On March 18, 2015, AJP erected a mock apartheid wall on the UGA campus.
The “mock apartheid wall” is a series of panels meant to represent Israel's security barrier, which was built as a deterrent to Palestinian terror attacks and in response to Palestinian sniper attacks. Panels feature misleading information and graphics intended to demonize Israel. The “mock apartheid wall” is often featured at Israeli Apartheid Week (IAW) events organized annually by Students for Justice in Palestine (SJP) chapters on many North American university campuses.
SJP is the leading student organization engaged in anti-Israel activity on North American college and university campuses. The first chapter of SJP was founded in 2001 at the University of California at Berkeley by Professor Hatem Bazian, who has spread anti-Semitism and defended the Hamas terror group.
SJP organizes anti-Israel campus campaigns, including running annual Israel Apartheid Weeks and pushing the Boycott, Divestment, Sanctions (BDS) movement.
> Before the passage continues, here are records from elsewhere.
Issue #6057, opened 2024-10-02
Collections Inherit Unit Staff Roles


joncameron:
# Description

PR #6626, opened 2025-11-05
Inherit roles from units

cjcolvar:
#6057

### DIFF
--- a/spec/models/unit_spec.rb
+++ b/spec/models/unit_spec.rb
@@ -525,4 +525,36 @@ describe Admin::Unit do
       expect(ReindexJob).to have_been_enqueued.with(@unit.collection_ids)
     end
   end
+
+  describe ".autocomplete" do
+    let!(:unit) { FactoryBot.create(:unit, name: 'test unit') }
+
+    it "returns an array of hashes" do
+      resp = Admin::Unit.autocomplete("test")
+      expect(resp).to be_a Array
+      expect(resp.first).to match(a_hash_including(id: unit.id))
+      expect(resp.first).to match(a_hash_including(display: 'test unit'))
+    end
+
+    it "returns partial matches" do
+      resp = Admin::Unit.autocomplete("te")
+      expect(resp).to be_a Array
+      expect(resp.first).to match(a_hash_including(id: unit.id))
+      expect(resp.first).to match(a_hash_including(display: 'test unit'))
+    end
+
+    it "is not case sensitive" do
+      resp = Admin::Unit.autocomplete("Te")
+      expect(resp).to be_a Array
+      expect(resp.first).to match(a_hash_including(id: unit.id))
+      expect(resp.first).to match(a_hash_including(display: 'test unit'))
+    end
+
+    it 'successfully returns when there is whitespace' do
+      resp = Admin::Unit.autocomplete("Test un")
+      expect(resp).to be_a Array
+      expect(resp.first).to match(a_hash_including(id: unit.id))
+      expect(resp.first).to match(a_hash_including(display: 'test unit'))
+    end
+  end
 end
--- a/app/assets/stylesheets/avalon.scss
+++ b/app/assets/stylesheets/avalon.scss
@@ -782,7 +782,14 @@ h5.card-title {
 
 .autocomplete_popup {
   z-index: 100;
-  width: 100%;
+
+  &#admin_collection\[unit_name\]-popup {
+    white-space: nowrap;
+  }
+
+  &:not(#admin_collection\[unit_name\]-popup) {
+    width: 100%;
+  }
 }
 
 #blacklight-modal {
--- a/app/controllers/admin/collections_controller.rb
+++ b/app/controllers/admin/collections_controller.rb
@@ -103,7 +103,8 @@ class Admin::CollectionsController < ApplicationController
 
   # POST /collections
   def create
-    @collection = Admin::Collection.create(collection_params.merge(managers: [current_user.user_key], governing_policy_id: collection_params[:unit_id]))
+    unit_id = collection_params['unit_id'].presence || convert_unit(collection_params["unit_name"])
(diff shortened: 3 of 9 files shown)


app/models/concerns/admin_unit_behavior.rb
```diff
@@ -22,11 +22,15 @@ def managers
     edit_users & collection_managers.to_a
   end
 
+  def unit_admins_and_managers
+    unit_admins + managers
+  end
+
   def editors
     edit_users - unit_admins - managers
```
masaball, line 30:
```suggestion
    edit_users - unit_admins_and_managers
```

Since we made the convenience method, should we go ahead and use it here?

app/models/concerns/admin_collection_behavior.rb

SJP activists have reportedly physically assaulted, intimidated and harassed Jewish students, and SJP chapters have often endorsed and campaigned for terrorists.
The Boycott, Divestment, Sanctions (BDS) movement was founded by pro-terror activist Omar Barghouti in 2005 to turn “Israel into a pariah state, as South Africa once was.” Barghouti has also called for Israel's destruction and the BDS movement demands would result in that same goal.
BDS initiatives include calling on institutions and individuals to divest from Israeli-affiliated companies, promoting academic and cultural boycotts of Israel, and organizing anti-Israel rallies, protests and campaigns.
The movement’s most notable achievement has been infiltrating university campuses through lobbying for “BDS resolutions.” In these cases, student governments propose resolutions to boycott or divestment from Israel or Israeli-affiliated entities. BDS activity is often aggressive and disruptive. It has been noted that universities that pass BDS resolutions see a marked increase in anti-Semitic incidents and pro-terror activism on campus.